Tracing the Maps: Claudia Castro Luna, Cindy Williams Gutiérrez, Raúl Sánchez, and Carolyne Wright

Through the journeys both physical and internal, emotional and linguistic, of the poets featured this evening, this reading will traverse the map of the Americas, from the south of Chile, through El Salvador and central and northern Mexico, into North America’s Pacific Northwest; and trace maps of sorrow and celebration, terror and joy, violence and solidarity. From the exiled and disappeared of Chile, the children and families of El Salvador seeking asylum in the US, the missing and murdered women of Mexico and the borderlands, from commemorations of the Day of the Dead in altars of memory, and the silent and silenced voices of history and herstory, we will follow the poetic routes, roads and rivers, music and imagery, in order to trace these poetic journeys of encounter and return.

RSVP via the “Tickets” link to join the Zoom conversation.

 

About the Readers

 

Claudia Castro Luna is Washington State Poet Laureate (2018 – 2021), and she served as Seattle’s first Civic Poet (2015-2017). The recipient of an Academy of American Poets Prize and an Academy of American Poets Laureate Fellowship, she is the author of Killing Marías (Two Sylvias Press, 2017), Finalist for the Washington State Book Award 2018; This City (Floating Bridge Press); and One River, a Thousand Voices. Born in El Salvador, she came to the United States in 1981. Her non-fiction has appeared in the anthologies This is the Place (Seal Press) and Vanishing Points: Contemporary Salvadoran Narrative (Kalina Eds).

 

Cindy Williams Gutiérrez was awarded the 2018 Willow Books Editor’s Choice Poetry Selection and a 2016 Oregon Literary Fellowship for Inlay with Nacre: The Names of Forgotten Women. Cindy was selected by Poets & Writers as a 2014 Notable Debut Poet for the small claim of bones (Bilingual Press), which placed second in the 2015 International Latino Book Awards. She received the 2017 Oregon Book Award for Drama for Words That Burn, which premiered at Portland’s Milagro Theatre and was produced in Klamath Falls, Oregon and Twisp, Washington. Cindy is cofounder of Los Porteños, Portland’s Latino writers’ collective, and of Methow Valley’s Confluence Poets.

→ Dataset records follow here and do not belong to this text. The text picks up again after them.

PR #1045, opened 2026-05-31
fix(#1041): include completed-only SHAs in fetchActionGroups

### LINKED ISSUE #1041: ⭐ It seems some jobs never conclude. they just stick around and linger
look at the image 

Image

we need to figure out whats wrong. because in github all workflows has concluded.

### LINKED ISSUE #1044: 🐛 Fix: completed-only groups silently dropped from fetchActionGroups, causing jobs to linger as in-progress
## Problem

Workflows that conclude between two poll cycles never appear in the `liveGroups` or `doneGroups` arrays inside `buildGroupState`. They are therefore never frozen into the cache, and any entry from a previous poll that had the same group ID stays visible in the UI indefinitely as an in-progress job — even though GitHub shows the workflow as completed.

## Root cause

`fetchActionGroups` in `WorkflowActionGroupFetch.swift` fetches three batches of runs:

1. `status=in_progress`
2. `status=queued`
3. `status=completed` (to supplement the above)

Step 3 only appends completed runs to SHAs that **already exist** in `bySha` from steps 1–2:

```swift
// ❌ BEFORE — completed-only SHAs are silently dropped
if bySha[run.headSha] != nil { bySha[run.headSha]!.append(run) }
```

If all sibling runs for a SHA finish between two polls, that SHA has no entry from steps 1 or 2, so the `if` guard causes it to be completely ignored. The group vanishes from `allFetched`, so `freezeVanishedGroups` in `PollResultBuilder` is supposed to catch it — but it only fires correctly if the group was already in `snapPrevGroups`. If the app was launched or the store was reset after the run completed, the group is never seen at all and no cleanup fires. The result: stale in-progress UI entries that never resolve.

## Fix

Remove the guard so completed runs are inserted for **all** SHAs, not just ones already seen:

```swift
// ✅ AFTER — completed SHAs are always included
bySha[run.headSha, default: []].append(run)
```

`seenIDs` already deduplicates runs across all three fetches, so there is no risk of double-counting. `groupCacheLimit = 30` trims overflow at the display layer.

## Test coverage

A new unit test `testFetchActionGroupsCompletedOnlyGroupsIncluded` is added to `PollResultBuilder`'s test section in `RunnerBarCoreTests.swift`, verifying that `evictFreshShas` + `buildGroupState` correctly routes a completed-only group into the cache rather than leaving it as a lingering live entry.

Fixes #1041

eonist:
## What

Fixes #1041 and closes #1044.

Groups that completed between two polls were silently dropped from `fetchActionGroups`, leaving stale in-progress UI rows that never resolved — even though GitHub showed the workflow as done.

## Why it broke

`fetchActionGroups` fetches runs in three passes: `in_progress`, `queued`, then `completed`. The completed pass used a guard that only appended runs for SHAs **already present** from the first two passes:

```swift
// ❌ Before
if bySha[run.headSha] != nil { bySha[run.headSha]!.append(run) }
```

If all sibling runs for a SHA finished before the poll cycle hit the `in_progress`/`queued` requests, that SHA had no prior `bySha` entry — so the completed runs were dropped entirely. The group never appeared in `allFetched`, `freezeVanishedGroups` had nothing to freeze, and the old live entry from the previous poll lingered indefinitely.

## Fix

One-line change: replace the conditional append with an unconditional default-valued subscript insert:

```swift
// ✅ After
bySha[run.headSha, default: []].append(run)
```

`seenIDs` deduplication across the three passes already prevents double-counting. `groupCacheLimit = 30` trims overflow at display time.

## Tests

Added `PollResultBuilderGroupStateTests` (4 tests) to `RunnerBarCoreTests.swift`:

| Test | What it covers |
|---|---|
| `testCompletedOnlyGroupIsRoutedToCacheNotLive` | Core regression: completed group goes to cache, not live display |
| `testInProgressGroupAppearsLiveInDisplay` | Guard: live groups still appear as non-dimmed rows |
| `testFireFailureHookCalledOnceForNewCompletedGroup` | Notification hook fires exactly once for a new completed group |
| `testFireFailureHookNotCalledForAlreadyCachedGroup` | No duplicate hook fires for already-cached groups |

## CI checklist

- [x] No new SwiftLint violations — change is a single-expression swap inside an existing `// swiftlint:disable missing_docs` block; no new public API introduced
- [x] Periphery clean — no new public symbols; existing `fetchActionGroups` signature unchanged (`retain_public: true` covers it)
- [x] `swift test --filter RunnerBarCoreTests` — all existing tests preserved, 4 new tests added

___

## **CodeAnt-AI Description**
**Keep completed workflow groups from disappearing between polls**

### What Changed
- Completed workflow groups are now kept even when no earlier live row exists for the same SHA, so finished runs no longer vanish from the results.
- Groups that finish between polls now move into the cached list instead of leaving a stale in-progress row on screen.
- Added coverage for completed-only groups, live in-progress groups, and one-time failure notifications for newly completed groups.

### Impact
`✅ Fewer stuck in-progress workflow rows`
`✅ Completed runs stay visible after they finish`
`✅ More reliable workflow updates during polling`

### Talking to CodeAnt AI
<pre>
</pre>

#### Example
<pre>
</pre>

<pre>
</pre>

#### Example
<pre>
</pre>

### Retrigger review
<pre>
</pre>

</details>

## Release Notes

* **Bug Fixes**
  * Resolved issue where workflow failure notifications could fire multiple times when cache entries are cleared during normal operations.
  * Enhanced tracking of completed workflow groups to prevent redundant failure hook notifications across polling cycles.
  * Improved handling of workflow action groups to maintain consistent state and prevent duplicate notifications.


eonist:
## Deep Review

### The Bug (Issue #1041)

The original report showed workflow runs that were done on GitHub but stuck as live/in-progress rows in the menu bar UI. That's a classic symptom of a fetch pass that silently dropped data — the UI kept showing the old state because the new completed state never made it through the pipeline.

The root cause is correctly identified: the three-pass fetch (`in_progress` → `queued` → `completed`) used a conditional append for the `completed` pass that required the SHA to already exist from one of the first two passes. Any workflow that completed *between* two poll cycles had no prior `bySha` entry, so the completed run was discarded before `freezeVanishedGroups` could ever see it.

---

### The Fix

The production change is minimal and correct:

```swift
// Before
if bySha[run.headSha] != nil { bySha[run.headSha]!.append(run) }

// After
bySha[run.headSha, default: []].append(run)
```

The use of `Dictionary`'s `subscript(_:default:)` is the idiomatic Swift solution — it avoids force-unwrapping and seeds a new entry when the key is absent. The deduplication via `seenIDs.insert(run.id).inserted` upstream in the same loop already ensures no double-counting if the same run appears across passes, so removing the nil-guard is safe. The `groupCacheLimit = 30` downstream trims overflow. This logic chain holds up.

**One thing worth questioning:** the fix makes `bySha` potentially accumulate many completed-only groups — not just the one SHA that raced. If the `completed` endpoint returns 100 runs (`per_page=100`) and *all* are for SHAs not yet seen, you now insert up to 100 new entries unconditionally. Previously the guard kept the map tighter. This isn't a correctness bug, but it's a latent memory/performance consideration — especially since `groupCacheLimit = 30` only trims at display time, not at map-build time.

---

### The Tests

The 4 new tests in `PollResultBuilderGroupStateTests` are well-structured, but there are meaningful gaps:

**What's well done:**
- `testCompletedOnlyGroupIsRoutedToCacheNotLive` is the direct regression test — it validates the entire routing path, not just the one-liner. That's the right level.
- `testFireFailureHookCalledOnceForNewCompletedGroup` and `testFireFailureHookNotCalledForAlreadyCachedGroup` together bracket the hook deduplication logic cleanly.

**What's missing:**

1. **The race condition is not tested at the fetch layer.** All four tests operate on `PollResultBuilder.buildGroupState`, which receives an already-assembled `[WorkflowActionGroup]`. None of them test `fetchActionGroups` directly with a simulated `bySha` state where the SHA is absent. The regression could silently reintroduce at the fetch layer without these tests catching it — they'd still pass. A unit test that stubs the three API passes and asserts the SHA-absent completed run ends up in the returned groups would close this gap.

2. **No test for the mixed case.** What happens when a SHA has *both* an `in_progress` run and a `completed` run in the same poll cycle? The `seenIDs` guard should prevent double-counting, but there's no test asserting the merged group looks correct.

3. **`testInProgressGroupAppearsLiveInDisplay` constructs the live group manually** instead of going through `makeGroup`, creating a parallel construction path. If `WorkflowActionGroup`'s initializer signature changes, this test will fail for a different reason than what it's testing.

---

### Comment Quality

The inline comment added above the fix is genuinely good — it explains *why* the guard was wrong, not just *what* changed. That's the right instinct for a subtle timing-dependent bug.

---

### Verdict

The fix is correct, minimal, and well-motivated. The PR description traces the full causal chain from the race condition to the stale UI row, which makes reviewing easy. The main weakness is test coverage: the regression is validated at the wrong layer (`buildGroupState` instead of `fetchActionGroups`), and the mixed-pass case is untested. Suggest adding at least one test that exercises the fetch layer directly before merging, so future refactors of the three-pass logic can't silently reintroduce the drop without test noise.

eonist:
## Review

### The Fix Itself: Correct, But Narrow

The one-line change from `if bySha[run.headSha] != nil { bySha[run.headSha]!.append(run) }` to `bySha[run.headSha, default: []].append(run)` is the right fix for the described race. The old guard was a classic "first pass wins" mistake: completed runs were subordinated to live runs, but a SHA that went from queued → in_progress → completed *within a single poll interval* never got registered in the first two passes, so the completed pass silently dropped it. The `default: []` subscript is idiomatic Swift and avoids the force-unwrap too — strictly better code.

**However**, the fix assumes that `seenIDs` deduplication is correct and complete. The PR description says "seenIDs deduplication across the three passes already prevents double-counting" — but the diff never shows `seenIDs` being initialized or scoped. If `seenIDs` is a `var` that persists across outer call-site loops (e.g. across multiple scopes), you could now get unexpected *inclusion* of runs rather than the previous silent *exclusion*. Worth verifying the lifetime and reset point of `seenIDs` is per-call to `fetchActionGroups`, not per-session.

---

### Test Coverage: Good Structure, One Blind Spot

The four new tests in `PollResultBuilderGroupStateTests` are well-named and test meaningful state transitions. The coverage matrix is sensible:

| Test | What it actually verifies |
|---|---|
| `testCompletedOnlyGroupIsRoutedToCacheNotLive` | Core regression path — new SHA, completed, no prior live row |
| `testInProgressGroupAppearsLiveInDisplay` | Sanity guard — live groups not broken by the change |
| `testFireFailureHookCalledOnceForNewCompletedGroup` | Side-effect correctness |
| `testFireFailureHookNotCalledForAlreadyCachedGroup` | Idempotency of the hook |

**The blind spot:** there is no test for the *exact* race described in the issue — i.e., a SHA that has *both* prior live entries **and** a new completed run in the same poll cycle. The fix changes behavior for the "completed-only" case, but the original passing case (SHA already in `bySha`) now goes through `default: []` + append too. That path is semantically identical, but a test that explicitly starts with an in-progress entry for the same SHA and then flips to completed would give you much higher confidence that deduplication still holds in the combined case.

---

### The `makeGroup` Helper: Fragile Construction

The `makeGroup` helper builds a `WorkflowActionGroup` using `status` to derive a `runStatus` string via a `switch` on `GroupStatus`. Two issues:

1. **`isDimmed` is passed in but `makeGroup` always constructs `ActiveJob` with `status: "completed"` and `conclusion: "success"` regardless.** When `testInProgressGroupAppearsLiveInDisplay` needs a live job, it has to *reconstruct* the entire group manually on top of `makeGroup`'s output — which is a sign that `makeGroup` doesn't actually model what it claims. If `buildGroupState` derives live/dimmed status from job states rather than from the group's `isDimmed` flag, this helper is only correct by coincidence for the completed cases.

2. The `switch status` block doesn't use exhaustive pattern matching benefits — if `GroupStatus` ever gains a new case, this silently breaks at runtime unless the enum is `@frozen`. A `default: fatalError()` would at least surface it in tests.

---

### Issue vs. Fix Scope

The original issue describes jobs that "never conclude" and "stick around and linger" even though GitHub shows them as done. The fix correctly addresses the fetch layer for a single SHA per run, but doesn't touch any cleanup or expiry logic for rows that were already stuck *before* this fix is deployed. There's no mention of whether existing stale rows self-heal on the next poll, or whether they require an app restart to clear. That should be explicitly stated — ideally tested.

---

### Minor: Comment Verbosity in Production Code

The added inline comment in `WorkflowActionGroupFetch.swift` is 4 lines explaining the fix history. A concise `// Fix #1041: include completed-only SHAs` one-liner is sufficient in source; the full context lives in the commit and this PR.

---

### Summary

The core fix is correct and well-motivated. The tests are above-average for a one-line change. The gaps worth addressing before merge:

- **Verify `seenIDs` lifetime** — confirm it's scoped per-`fetchActionGroups` call, not per-session
- **Add a combined-pass test** — SHA present in the in_progress pass *and* completed pass in the same poll cycle
- **Clarify stale-row heal behavior** — do pre-existing lingering rows auto-resolve on next poll after this fix?
- **Simplify the production comment** to one line

eonist:
## Deep Review

### Root Cause & Core Fix ✅

The diagnosis is accurate. The poll-cycle race condition — all runs for a SHA completing between the `in_progress`/`queued` pass and the `completed` pass — is the right explanation, and `bySha[run.headSha, default: []].append(run)` is the correct idiomatic fix.

One thing worth noting: the fix relies on `seenIDs` (local to `fetchActionGroups`) deduplicating a run that might appear in both the `in_progress` and `completed` passes mid-transition. This is safe as long as `run.id` is stable across status transitions — which it should be, but it's an implicit assumption that could use a comment near the `seenIDs` block.

---

### `trimSeenGroupIDs` — Contract doesn't match implementation

The doc comment says:
> "Entries are pruned FIFO (oldest half dropped)"

But `Set` is unordered, so this isn't FIFO — it's arbitrary eviction. The comment should say "arbitrary half" to avoid misleading future readers.

More importantly, the eviction formula:
```swift
let excess = ids.count - limit / 2
let toRemove = ids.prefix(excess)
```
With `limit = 200` and `ids.count = 201`, this removes `201 - 100 = 101` entries, leaving the set at **100**, not 200. The function is named "trim to limit" but actually trims to `limit/2`. The set then oscillates between 100–200 entries. Operationally fine given the cap is already generous, but the API is misleading. Consider either:
- `let excess = ids.count - limit` (evict only the minimum), or
- rename/document the half-eviction strategy explicitly.

---

### Cold-start re-fire of failure hook

`seenGroupIDs` is in-memory only and resets to `[]` on app restart. After a cold start, any completed group still present in GitHub's last-100-completed feed will re-fire the failure hook on the first poll. This was partially true before (via `actionGroupCache` not being persisted), but `seenGroupIDs` is now the *sole* deduplication gate for the hook — making this more structurally guaranteed. If the failure hook triggers a user-visible notification (sound, alert, badge), this is worth a follow-up issue.

---

### Missing unit test: `trimSeenGroupIDs`

Given the off-by-half eviction behaviour described above, `trimSeenGroupIDs` has no dedicated test. A test covering the boundary (`count == limit`, `count == limit + 1`, `count == limit * 2`) would lock in the intended semantics and catch the formula issue.

---

### Unintentional doc comment removals

The sweep that removed redundant inline comments in the test file went a bit too far in a couple of places in `RunnerStore.swift`:

- `// Priority: id → fullKey → name → nil` in `fetchAndEnrichRunners` — that was load-bearing context about lookup fallback order, not noise.
- `// Mirror the reset date so the UI can show an accurate countdown.` on the `rateLimitResetDate` assignment — the "why" is non-obvious and worth keeping.

---

### Minor: PR description test name mismatch

The PR table lists `testFireFailureHookNotCalledForAlreadyCachedGroup` but the actual test is named `testFireFailureHookNotCalledWhenGroupAlreadySeenEvenIfEvictedFromCache`. Trivial, but worth aligning.

---

### Test coverage is otherwise solid

`testCompletedOnlyGroupIsRoutedToCacheNotLive`, `testFireFailureHookCalledOnceForNewCompletedGroup`, `testPreviouslyLiveGroupSelfHealsAfterCompletion`, and `testShaWithBothLiveAndCompletedRunsProducesOneDisplayEntry` all cover the right scenarios. The split assertions in the mixed-SHA test are especially clean.

**TL;DR:** Fix is correct and the `seenGroupIDs` architecture is the right call. Main things to address: `trimSeenGroupIDs` evicts to `limit/2` (not `limit`), the FIFO claim is wrong, no test for `trimSeenGroupIDs`, and a couple of meaningful comments were dropped in the cleanup sweep.

eonist:
## Deep Review — fix(#1041): include completed-only SHAs in fetchActionGroups

### Root Cause — Diagnosis is Correct ✅

The race condition is precisely identified: if all sibling runs for a SHA finish between two poll cycles, that SHA never gets a `bySha` entry from the `in_progress`/`queued` passes, the completed-pass guard silently drops those runs, `allFetched` has no entry, `freezeVanishedGroups` has nothing to freeze, and the old live row lingers indefinitely. Tight diagnosis.

---

### The Core Fix — Correct and Minimal ✅

The one-liner in `WorkflowActionGroupFetch.swift` is idiomatic Swift and the right call. The existing `seenIDs` deduplication across the three fetch passes already prevents double-counting within a single poll cycle, so opening the gate for completed-only SHAs doesn't introduce phantom duplicates.

---

### The `seenGroupIDs` Design — Valid but Worth Scrutiny

#### 🟡 `trimSeenGroupIDs` doc comment falsely claims FIFO ordering

The doc comment says *"Entries are pruned FIFO (oldest half dropped)"* but `Set` is unordered and `prefix` on a `Set` returns arbitrary entries. The implementation itself even acknowledges this in a separate comment ("no true FIFO guarantee") — making the two comments contradict each other. The doc comment should be corrected to say **"random half-eviction"** or **"approximate eviction"**, and an inline `// NOTE: eviction order is arbitrary, not FIFO` would prevent future confusion.

#### 🟡 Missing unit tests for `trimSeenGroupIDs` boundary behavior

`trimSeenGroupIDs` has no direct test. Specifically missing:
- Assertion that the set is actually trimmed when `seenGroupIDsLimit` is exceeded.
- What happens if an ID is evicted from `seenGroupIDs` and then resurfaces in the GitHub feed — does the hook re-fire? That's the one logical hole in the entire approach, and there's no test covering it.

#### 🟡 Undocumented ordering invariant in `buildGroupState`

The `freezeVanishedGroups` hook guard change relies on `doneGroups` having already inserted into `newSeenGroupIDs` before `freezeVanishedGroups` is called. That ordering invariant is what prevents double-firing, but it's not documented or enforced anywhere. A brief comment at the call site would make this explicit and protect against future refactors reordering the calls.

---

### Minor Issues

- **🟢 `seenGroupIDsLimit = 200` magic number** — the comment explains it's larger than `groupCacheLimit`, but a sentence justifying *why 200 specifically* (e.g. "~6-7 poll cycles worth of completions at typical throughput") would help.
- **🟢 Removed intent-carrying comments** — `// Priority: id → fullKey → name → nil` in `RunnerStore.swift` and the explanatory comments in `buildJobState` backfill closures carried design intent that is now gone. Worth preserving as doc comments.
- **🟢 Cosmetic test comment removals** — stripping doc comments from existing tests in `ActiveJobIsLocalRunnerTests`, `RunnerModelDisplayStatusTests`, etc. is noise in this PR's diff and makes it harder to review the actual fix. These would be cleaner in a separate commit.

---

### Summary

| Severity | Issue |
|---|---|
| 🟡 Medium | `trimSeenGroupIDs` doc comment falsely claims FIFO — fix the comment |
| 🟡 Medium | Missing test for `trimSeenGroupIDs` boundary and post-eviction hook re-fire |
| 🟡 Medium | `doneGroups`-before-`freezeVanishedGroups` ordering invariant is undocumented |
| 🟢 Low | `seenGroupIDsLimit = 200` needs a sizing rationale comment |
| 🟢 Low | Removed inline comments lose design intent |
| 🟢 Low | Cosmetic test comment removals belong in a separate commit |

The core fix is correct and the `seenGroupIDs` architecture is a sound solution to the secondary hook-deduplication problem. The main gaps are the false FIFO claim in the doc comment and missing boundary tests for the new eviction logic. Nothing blocking, but the medium items should be addressed before merge.

eonist:
## Deep Review — fix(#1041): completed-only SHAs in fetchActionGroups

### Root cause diagnosis ✅

The PR description is accurate. The original `if bySha[run.headSha] != nil` guard in `WorkflowActionGroupFetch.swift` effectively made the completed-runs pass a *backfill* pass, not a *discovery* pass. Any SHA whose all runs finished between two polls would arrive at the completed-runs endpoint with no prior `bySha` entry, so the entire group was silently dropped. `freezeVanishedGroups` never ran for it because it was never in `allFetched`. The stale live row from the previous poll then lingered forever. The one-line fix is correct.

---

### The secondary problem (seenGroupIDs) — mostly right, one concern

The one-line fetch fix by itself opens a new hazard: previously-completed groups already in the cache will now also be returned by the completed endpoint every poll, because `seenIDs` (inside `fetchActionGroups`) only deduplicates within a single call, not across calls. This would spam `fireFailureHook` on every poll for every group in GitHub's last-100-completed feed until they age out of that feed (~30 days).

The `seenGroupIDs: Set<String>` solution correctly addresses this. However, there are a few things worth examining closely:

#### 1. Arbitrary eviction in `trimSeenGroupIDs` — this is the biggest risk

```swift
public static func trimSeenGroupIDs(_ ids: inout Set<String>, limit: Int) {
    guard ids.count > limit else { return }
    let excess = ids.count - limit
    let toRemove = ids.prefix(excess)
    ids.subtract(toRemove)
}
```

`Set` in Swift does not guarantee iteration order. `ids.prefix(excess)` returns elements in hash-table traversal order, which is *deterministic for a given run* but not semantically meaningful — it is not FIFO, not LRU, not sorted by age. The doc comment acknowledges "arbitrary eviction," and the test `testEvictedGroupIDRefiresHookOnNextPoll` correctly locks in the known re-fire behaviour.

**The concern:** at `seenGroupIDsLimit = 200`, under high-volume repos, an ID could be evicted while the corresponding group is *still inside GitHub's 100-completed feed* (which spans weeks). When that evicted ID resurfaces in the next poll, `fireFailureHook` fires again. The test documents this as a "known limitation," but the PR description doesn't surface this trade-off to the reviewer anywhere outside the test comment. It should be mentioned explicitly — both here and ideally in the issue.

**Mitigation options to consider:**
- Persist `seenGroupIDs` to `UserDefaults` (keyed to repo/scope) so it survives app restarts too — a restart today will also re-fire hooks for everything in the last-100-completed feed.
- Use an ordered structure (e.g., `[String]` ring buffer or `OrderedSet` from `swift-collections`) so oldest entries are evicted first, greatly reducing the re-fire window.
- At minimum, raise `seenGroupIDsLimit` substantially (e.g., 500–1000); 200 at "6–7 poll cycles of typical completions" sounds fine in theory but assumes a quiet repo. CI-heavy repos can produce 20–30 completed groups per push.

#### 2. `seenGroupIDs` is not persisted across app restarts

Every cold launch re-arms hooks for every group in GitHub's last-100-completed feed. If the app is restarted mid-day (update, crash, system restart), users will receive a wave of spurious failure notifications. This is a pre-existing gap that this PR did not introduce, but it is now more visible because the completed-only fetch path is widened. Worth a follow-up issue.

#### 3. Ordering invariant is correct and well-documented

The `doneGroups` loop populates `newSeenGroupIDs` before `freezeVanishedGroups` runs. This is the right call — it means a group in both the completed feed *and* `snapPrevGroups` fires exactly once. The code comment and the `testDoneGroupsSeenBeforeFreezeVanishedGroupsPreventsDoubleFire` test both document this clearly. 

#### 4. `freezeVanishedGroups` signature change is additive and safe

Adding `seenGroupIDs: Set<String> = []` as a defaulted parameter preserves call-site compatibility for any callers not yet passing the set. The changed guard:

```swift
// Before
if cache[groupID] == nil {
// After
if !seenGroupIDs.contains(groupID) && cache[groupID] == nil {
```

is correct — if the group is already in `newSeenGroupIDs` (inserted by `doneGroups`), the hook should not fire again here. Logic is sound.

---

### Test coverage — good, with one gap

The eight new tests in `PollResultBuilderGroupStateTests` are well-structured and cover the critical paths:

| Test | Assessment |
|---|---|
| `testCompletedOnlyGroupIsRoutedToCacheNotLive` | ✅ Core regression |
| `testInProgressGroupAppearsLiveInDisplay` | ✅ Guard rail |
| `testFireFailureHookCalledOnceForNewCompletedGroup` | ✅ Correct |
| `testFireFailureHookNotCalledWhenGroupAlreadySeenEvenIfEvictedFromCache` | ✅ Key scenario |
| `testPreviouslyLiveGroupSelfHealsAfterCompletion` | ✅ Self-heal path |
| `testShaWithBothLiveAndCompletedRunsProducesOneDisplayEntry` | ✅ Mixed-run group |
| `testEvictedGroupIDRefiresHookOnNextPoll` | ✅ Known-limitation lock-in |
| `testDoneGroupsSeenBeforeFreezeVanishedGroupsPreventsDoubleFire` | ✅ Ordering invariant |

**Missing test:** There is no test covering the `trimSeenGroupIDs` integration within `buildGroupState` at volume — i.e., verifying that when `seenGroupIDsLimit` is exceeded, the trimmed-down set is correctly returned in `newSeenGroupIDs` and that the count is bounded. The three unit tests for `trimSeenGroupIDs` in isolation are good but don't exercise the end-to-end flow.

**Missing test:** No test for the cold-start scenario (empty `snapSeenGroupIDs`, non-empty completed feed) at scale to verify hook does not fire for groups already in `snapGroupCache`. This scenario is partially covered by `testFireFailureHookNotCalledWhenGroupAlreadySeenEvenIfEvictedFromCache`, but only for the eviction path — not for the normal warm-cache path where cache has the entry.

---

### Minor nits

- **Removed comments in `RunnerStore.swift`:** The PR removes two inline comments — the rate-limit mirror comment and the `// Priority: id → fullKey → name → nil` comment. These are cleanups but they were genuinely useful orientation comments. The rate-limit one in particular explained a non-obvious design choice (`nil` correctly clears the countdown). Consider keeping or moving it to the property doc comment on `rateLimitResetDate`.
- **`snapSeenGroupIDs` naming:** The parameter is called `snapSeenGroupIDs` (matching the snapshot naming convention), but the internal mutable copy is `newSeenGroupIDs` even though it starts from the snapshot. This is consistent with `newCache` / `newPrevLive`, so it's fine — just note the convention is "new" = the value to be returned, regardless of what it starts from.
- **`seenGroupIDsLimit = 200` as a `public static let`:** Exposing this as public makes it testable, which is good. Just ensure no external consumer is hardcoding `200` with an assumption it won't change.

---

### Summary

The core bug fix (`bySha[run.headSha, default: []].append(run)`) is correct, minimal, and clearly motivated. The `seenGroupIDs` mechanism is a solid approach to the resulting idempotency problem. The primary open issue is the **arbitrary eviction + no persistence**, which means the re-fire hazard cannot be fully eliminated in-memory. This is acceptable for a first fix but should be tracked as a follow-up — either a persisted set or a better eviction policy — especially before this lands in repos with heavy CI throughput.

**Verdict: approve with follow-up** — the fix is correct and a clear improvement over the status quo. The eviction behaviour should be documented in a new issue.

eonist:
## Review follow-up / pushback response

Thanks for the detailed breakdown — very useful. Let me be precise about what's real vs. what I got wrong.

### Correction: `trimSeenGroupIDs` formula is actually correct in the file

I re-read the live file on the PR branch. The implementation is:

```swift
let excess = ids.count - limit
let toRemove = ids.prefix(excess)
ids.subtract(toRemove)
```

`ids.count - limit` is the right formula — it removes exactly the overshoot, leaving `limit` entries. The existing unit tests (`testTrimSeenGroupIDsTrimsToLimitNotHalf`, `testTrimSeenGroupIDsNoopAtLimit`, `testTrimSeenGroupIDsWellOverLimit`) all pass against this implementation and validate it correctly.

So: **no formula bug in the current code.** The test name `testTrimSeenGroupIDsTrimsToLimitNotHalf` is a guard against a *potential* regression (`limit / 2`), not evidence that the bug is present. I overstated this — my mistake.

---

### Confirmed: the doc comment FIFO claim is still wrong

The doc comment on `trimSeenGroupIDs` reads:

```
/// The set is trimmed to exactly `limit` entries by removing the minimum
/// overshoot — only entries beyond `limit` are dropped.
```

The first line of the doc block correctly says `Set is unordered so eviction order is arbitrary, not FIFO.` — that part is accurate. But the phrase *"removing the minimum overshoot"* implies a principled strategy that doesn't exist; `ids.prefix(excess)` on a `Set` returns arbitrary elements in hash-table traversal order. The comment is misleading even if not outright wrong. Suggested fix:

```swift
/// Trims the seen-group-IDs set to at most `limit` entries.
///
/// `Set` is unordered — eviction order is arbitrary, not FIFO or LRU.
/// Exactly `ids.count - limit` entries are removed when over the cap.
public static func trimSeenGroupIDs(_ ids: inout Set<String>, limit: Int) {
```

This is a doc-only change, no behaviour impact.

---

### Confirmed: persistence gap is real and now more impactful

The fetch-path widening in `WorkflowActionGroupFetch.swift` (completed-only SHAs now included) means a cold launch will now attempt to fire `fireFailureHook` for significantly more groups than before. Previously, only SHAs already known from in-progress/queued passes were backfilled; now the full last-100-completed feed flows through. This is the right trade-off for fixing #1041, but it makes the persistence gap more visible. A follow-up issue to persist `seenGroupIDs` to `UserDefaults` (keyed by scope) would close this cleanly.

---

### Summary

| Finding | Status |
|---|---|
| `trimSeenGroupIDs` formula bug (`limit/2`) | ❌ Not present in code — I was wrong |
| Doc comment misleading (FIFO claim) | ✅ Real — minor doc fix warranted |
| No persistence across restarts | ✅ Real — follow-up issue recommended |
| Arbitrary eviction at high CI throughput | ✅ Valid, acceptable as known limitation |

The two blockers I identified in the original review collapse to one cosmetic doc fix. The code is correct. **Approve.**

Raúl Sánchez is the newest City of Redmond Poet Laureate. He teaches poetry in Spanish at Evergreen High School through the Seattle Arts and Lectures (WITS) program, also at Denny International Middle School through the Jack Straw Educational Project; and he volunteers for PONGO Teen Writing at the Juvenile Detention Center. His first book of poetry is All Our Brown-Skinned Angels (Moonpath Press, 2012), nominated for the Washington State Book Award 2013; and he recently translated Ellen Ziegler’s book to Spanish for the Museum of Antique Mexican Toys.

 

Carolyne Wright’s most recent books are This Dream the World: New & Selected Poems (Lost Horse Press, 2017), whose title poem received a Pushcart Prize and was included in The Best American Poetry 2009; and  her translation of Chilean poet Eugenia Toledo, Trazas de mapa, trazas de sangre / Map Traces, Blood Traces (Mayapple Press, 2017), finalist for the 2018 Washington State Book Award in Poetry and the 2018 PEN Los Angeles Award in Translation.  Carolyne teaches for Hugo House and for national and international literary conferences and festivals. She has received grants from the Fulbright Foundation, the NEA, 4Culture, Seattle’s Office of Arts & Culture, and the Instituto Sacatar of Bahia, Brazil.